Mes contacts avec la présidence sont confidentiels. Je ne vous répondrai donc pas sur cette question précise. Cela dit, je sais que le président Macron s’est entouré de gens très qualifiés sur l’Afrique. Ils connaissaient notamment le rapport que j’ai rédigé en 2013 avec un quatuor de grands spécialistes du continent composé de Lionel Zinsou, Tidjane Thiam, Jean-Michel Severino et Hakim El Karoui. Ce rapport intitulé « Un partenariat pour l’avenir : 15 propositions pour une nouvelle dynamique économique entre l’Afrique et la France » faisait des propositions précises pour redynamiser les relations économiques entre la France et l’Afrique. Nous demandions par exemple que la diaspora africaine en France soit plus étroitement associée à la réflexion sur la politique économique africaine de la France. J’ose croire que cette proposition n’est pas étrangère à la création du Conseil présidentiel pour l’Afrique, un think-tank qui a pour mission de nourrir la réflexion du président sur l’Afrique. D’autres propositions faites dans le rapport que je viens de citer auraient suscité l’intérêt de la cellule africaine du chef de l’Etat.
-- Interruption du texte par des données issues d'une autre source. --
PR #68, opened 2016-03-08
Additional MSVC compatibility fixes

gnieboer:
The four most recent commits (bottom ones) are the actual new changes, ignore the prior ones.  Recommend cherry picking only those.  All are atomic commits.

The previous pull request would allow volk to compile on MSVC, but would only recognize the generic and sse2 arches.  These four commits should allow detection of the appropriate capabilities on MSVC for both 32-bit and 64-bit.


n-west:
I cherry-picked the last 4 and did some minor editing.

Issue #73, opened 2016-04-08
32fc_max_index_16u


n-west:
The QA seems to report 1-off for SSE3 impl and for some reason (probably historical) QA has a tolerance of 3. Fix the 1-off and set tolerance to 0.

n-west:
@trondeau FYI since you might be using these.

The complex versions are only able to return index_max within the width of the SSE3 vector because of this line
https://github.com/gnuradio/volk/blob/master/kernels/volk/volk_32fc_index_max_16u.h#L134

The real versions make clever use of SSE 4.1 blendv instructions with https://github.com/gnuradio/volk/blob/master/kernels/volk/volk_32f_index_max_16u.h#L85 to get the actual index_max. The complex versions should remove the sse3 and replace it with an sse3 + sse 4.1 kernel (SSE3 is needed for the hadd to get magnitude without doing weird shuffling).

Since protokernel names aren't exported we can make the change whenever is convenient. I won't hold up your PR for this unless you say you'll fix it :-)

n-west:
This is more critical now that @gnuradio/packet3 work is being merged in

n-west:
fixed

PR #74, opened 2016-04-09
volk_32fc_index_max_16u

trondeau:
changed output variable from unsigned int to unsigned short to match the function name.


n-west:
Seems unlikely, but does this fix https://github.com/gnuradio/volk/issues/73 ?

trondeau:
Probably unrelated to #73.

I force updated the PR with the same fix to volk_32f_index_max_16u. However, we might want to be careful because we're iterating over an int but the target is now a short. Might need some protection against overflowing?

n-west:
Yes, seems like this should either cast num_points to a short/uint16_t or loop on a condition like `number < MIN(num_points, USHRT_MAX)` (where the min is obviously only taken once).

Also, while we're making type consistency changes I think uint16_t is preferred over short. Grepping through existing code it doesn't seem consistent one way or the other on using stdint types, but since we explicitly list bit size in kernel names I'd like new code to use stdints.

trondeau:
Ok, changed the data types to stdint types, fixed some issues, limiting num_points in 16u version, and added a 32u version.

Let me know if you want any of this squashed.

PR #77, opened 2016-04-23
Ported volk gnsssdr kernels

carlesfernandez:
New kernels:
- volk_32fc_convert_16ic: generic, SSE2 and NEON implementations
- volk_16ic_convert_32fc: generic, SSE2, AVX and NEON implementations
- volk_16ic_x2_multiply_16ic: generic, SSE2, AVX2 and NEON implementations
- volk_16ic_x2_dot_prod_16ic: generic, SSE2, AVX and NEON implementations

This pull-request also contains some small changes in qa_utils.cc for handling 16ic kernels.


n-west:
FYI, this is held up at this point because of C99 issues. We currently don't set a C standard because the only way to do so with cmake appears to be non-portable. That means the default for some compilers that we care about supporting is C89 which doesn't support declaring variables inside the for loop

n-west:
Relevant GR PR: https://github.com/gnuradio/gnuradio/pull/825

carlesfernandez:
Commit 65ec4a3 seems to fix the issue

PR #82, opened 2016-05-23
An AVX and generic complex division proto-kernel

git-artes:
As agreed with Marcus Müller, I'm posting a pull request regarding the AVX and generic implementation of the complex division kernel. 
Regarding the implementation, the number of registers it uses may be much less, but I've seen no gain in performance in doing so, so I've prioritized readability.


n-west:
SSE3 needs to be put in a new PR

git-artes:
OK. I understand that @marcusmueller should do such PR, since he authored the SSE3 kernel.

PR #83, opened 2016-05-25
BOOST_ROOT handling

hades-:
Don't override the BOOST_ROOT environment variable. This change allows BOOST_ROOT to be used as either an environment variable or a cmake argument.


hades-:
Close this request... It has changes from the maint branch as well as my change. I'll redo it cleanly.

PR #87, opened 2016-05-31
Don't override the BOOST_ROOT environment variable.

hades-:
No reason to override the BOOST_ROOT environment variable when building.


n-west:
merged

PR #94, opened 2016-07-14
Port templates from python-cheetah to python-mako

stwunsch:


stwunsch:
Note: mako version needs to be set on the minimum possible version

n-west:
merged in to master-mako. This will be the start of volk 2.0!

PR #100, opened 2016-10-06
Volk snaps

guruofquality:
I needed to make some minor changes to package volk into a snap package.
- The cmake-based build module sets a blank CMAKE_INSTALL_PREFIX (it does destdir installs). The fix was to quote the prefix escape code so it always sees the same number of arguments. My personal preference would have been to use `file(TO_CMAKE_PATH prefix "${prefix}")` to keep the paths unix-style inside the code, anyway you would still need the quotes in this case.
- Snaps are relocatable, we we need a dynamic install prefix. I added support for a "VOLK_PREFIX" environment variable. I think the use of this prefix is limited at the moment, but at least it will be correct and future-proofed. This is also helpful for the PothosSDR windows installer which also has relocatable installs based on the user's selection.
- Const correctness: The constants functions should really be retuning `const char*`, and also because we would have to cast the result of getenv() to `char *` to avoid the compiler warning/error.

### DIFF
--- a/include/volk/constants.h
+++ b/include/volk/constants.h
@@ -27,11 +27,11 @@
 
 __VOLK_DECL_BEGIN
 
-VOLK_API char* volk_prefix();
-VOLK_API char* volk_version();
-VOLK_API char* volk_c_compiler();
-VOLK_API char* volk_compiler_flags();
-VOLK_API char* volk_available_machines();
+VOLK_API const char* volk_prefix();
+VOLK_API const char* volk_version();
+VOLK_API const char* volk_c_compiler();
+VOLK_API const char* volk_compiler_flags();
+VOLK_API const char* volk_available_machines();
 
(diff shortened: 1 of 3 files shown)


n-west:
This is pretty cool. What's your experience with snaps been so far?

n-west (approved):

guruofquality:
Thanks for the merge. Snaps have bit of a learning curve, but its certainly been simpler than say debian packaging. I think its a reliable way to deliver an end-use case application like a gui or a server with all of the dependencies in order. I'm not so sure about deploying development libraries this way. That said, there is a pretty nice permissions system for isolating snaps from the surrounding system, but it needs some more work for supporting devices (example libusb). Not trying to shamelessly self-promote, but since you asked, here is a blog I put together on the subject: https://myriadrf.org/blog/snap-packages-limesdr/ :-)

Est-ce que la France a encore un rôle à jouer en Afrique ?
Naturellement, la France a encore un rôle à jouer en Afrique. Elle doit défendre ses intérêts, ses idées, ses convictions, partout en Afrique et pas seulement dans ses zones d’influence traditionnelle. En tant que membre du Conseil de sécurité, la France est une puissance importante, attendue et écoutée, comme l’on a pu voir encore récemment au Moyen-Orient. Par ailleurs, Paris a une responsabilité historique par rapport au continent africain. Parmi les anciens pays colonisateurs, notre pays est le seul à rester très investi en Afrique. Tous les autres pays colonisateurs sont partis en laissant souvent le chaos derrière eux, en faisant, pour certains, preuve d’une indifférence cynique absolue. Il y a une demande par rapport à la France au Maghreb comme dans l’Afrique subsaharienne, une demande pour le savoir-faire français dans des domaines divers, allant du développement à la sécurité, en passant par la formation et l’entrepreneuriat. La France se doit de répondre à cette demande, mais dans un rapport de partenariat avec les pays africains. Le discours de Ouagadougou d’Emmanuel Macron était, me semble-t-il, une invitation à la jeunesse africaine à participer à la construction de ce partenariat d’avenir.